Flywheel technology to join new UK electricity storage projects

Three new energy storage projects that collectively highlight the innovation going into storing electricity in the UK have been announced.

First, Europe’s largest and the UK’s first battery flywheel energy storage system is to be connected first to the Irish and then to the UK electricity grid as part of a project involving the University of Sheffield and the Dublin-based Schwungrad Energie.
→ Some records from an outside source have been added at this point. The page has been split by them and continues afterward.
PR #121, opened 2018-08-31
Make logger fallback to giantswarm namespace

MarcelMue:
We can't currently reliably tell which namespace an operator is going to be installed in. `e2e-harness` overwrites the `namespace` value in the helm values but not all operators actually use that value.

So we have some operators that end up in a namespace we pass in as a value while others do not. This attempts to fallback to the `giantswarm` namespace if we can't find the pod at first.

related issue: https://github.com/giantswarm/giantswarm/issues/4123

I will add a TODO issue to remove this code when the root cause is solved.

towards https://github.com/giantswarm/giantswarm/issues/4029

### DIFF
--- a/pkg/framework/host.go
+++ b/pkg/framework/host.go
@@ -324,8 +324,8 @@ func (h *Host) InstallOperator(name, cr, values, version string) error {
 	//
 	// Final version of the code:
 	//
-	// podName, err := h.PodName(h.targetNamespace, fmt.Sprintf("app=%s", name))
-	// 	if err != nil {
+	//	podName, err := h.PodName(h.targetNamespace, fmt.Sprintf("app=%s", name))
+	//	if err != nil {
 	//		return microerror.Mask(err)
 	//	}
 	//	err = h.filelogger.StartLoggingPod(h.targetNamespace, podName)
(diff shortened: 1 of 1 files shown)


pkg/framework/host.go
```diff
@@ -316,15 +316,41 @@ func (h *Host) InstallOperator(name, cr, values, version string) error {
...
+	//	if err != nil {
+	//		return microerror.Mask(err)
+	//	}
+	//
+	podNamespace := h.targetNamespace
+
+	podName, err := h.PodName(podNamespace, fmt.Sprintf("app=%s", name))
+	if IsNotFound(err) {
+		podNamespace = "giantswarm"
+		podName, err = h.PodName(podNamespace, fmt.Sprintf("app=%s", name))
```
xh3b4sd: To me it looks like we can directly use the target namespace everywhere but here and simply use the hardcoded alternative. The final version of the code would then be to remove the not found exception with its work around code of 4 lines.

xh3b4sd (approved):

pkg/framework/host.go
MarcelMue: We unfortunately also need it when we start the logging on the pod: https://github.com/giantswarm/e2e-harness/blob/ec5dbb5fb89a95b4b1d922ff13ee481c8cccdf2e/pkg/framework/host.go#L349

The €4mn EU-supported project will develop an innovative flywheel and battery hybrid energy storage system aimed at stabilising pressures on grid infrastructures.
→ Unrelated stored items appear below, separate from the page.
PR #125, opened 2018-09-17
Add delete resource function with helmclient

MarcelMue:
some grinding towards https://github.com/giantswarm/giantswarm/issues/3878

### DIFF
--- a/pkg/framework/resource/resource.go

Flywheels work by accelerating a rotor to high speeds using electrical energy, effectively storing the energy within the system as rotational energy, to be converted back to electricity when required.

In the first stage of the project, the flywheel facility will be installed in Ireland by Schwungrad at its hybrid flywheel battery facility, which has already seen a successful demonstration project with EirGrid. The flywheel system will be capable of a peak power of 500 kW and able to store 10 kWh of energy.
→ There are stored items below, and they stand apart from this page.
PR #129, opened 2018-09-19
Remove namespace fallback for file logger

MarcelMue:
https://github.com/giantswarm/giantswarm/issues/4123 got done and all namespaces of our operators are configurable now. We should no longer need to fall back to a static `giantswarm` namespace.


xh3b4sd (approved):

rossf7 (approved):
LGTM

The system will then be installed at the University of Sheffield’s battery facility at Willenhall near Wolverhampton. The grid-connected research facility is one of the largest and fastest battery storage systems in the UK. The flywheels will be upgraded to provide 1 MW of peak power and 20 kWh of energy storage, and will be used as a hybrid energy storage system with the batteries.

The new project also involves Adaptive Balancing Power, which will provide the flywheel technology, and Germany’s Freqcon, which will design and build scalable multi-source power converters to connect the flywheels to the grid.

The University of Sheffield is home to the Centre for Research into Electrical Energy Storage & Applications (CREESA). Dr Dan Gladwin from the university said: ‘The UK national grid is becoming increasingly volatile due to the rising share of intermittent renewable energy sources. This manifests itself in deviations from the nominal 50 Hz frequency as demand outweighs supply or vice versa. Battery and flywheel technologies can offer a rapid response, and can export and import energy enabling this technology to respond to periods of both under and over frequency.’

Meanwhile, DONG Energy has announced plans to add a 2 MW battery storage system to its 90 MW Burbo Bank offshore wind farm in order to offer a frequency a response service to the grid as well as electricity. The 2 MW battery, the first at an offshore wind farm, will be supplied by ABB and installed by the end of the year.

National Grid uses frequency response as a mechanism to help manage grid stability and the ability to inject or reduce bursts of active power allows the grid to rapidly respond to changes in frequency. Richard Smith, Head of Network Capability (electricity) for National Grid said: ‘I’m looking forward to seeing how the DONG Energy solution of storage connected to the offshore wind farm will provide services to help us respond to day-to-day operational challenges and maintain the frequency of 50 Hz on Great Britain’s electricity system.’

Last, electricity distribution system operator for the North East, Yorkshire and northern Lincolnshire, Northern Powergrid, and electric vehicle manufacturer Nissan have signed a memorandum of understanding to work together to explore a range of innovation projects – including how electric vehicles, batteries and other technologies can support energy networks.

They will explore how new technologies can enhance the capacity, capability and resilience of the region’s power network to make it more active and responsive to the growing and changing demands of customers. The partnership also represents a step forward for Nissan’s Intelligent Mobility blueprint in Europe, which aims to demonstrate how electric vehicles like the Nissan LEAF can work in tandem with energy providers and grid infrastructure to deliver cleaner, more efficient energy networks.

Vehicle-to-Grid (V2G) technology, for example, allows electric vehicles to be integrated into the electricity grid, improving network capacity and helping to make renewable energy sources more widely available, says Nissan. It also provides an opportunity to create mobile energy hubs, by integrating large numbers of electric vehicles directly with the grid. This enables Nissan LEAF owners to connect and charge their vehicle during low-demand, cheap tariff periods, and use the electricity stored in the vehicle’s battery at a time when costs are higher, or even feed it back to the grid to generate additional returns.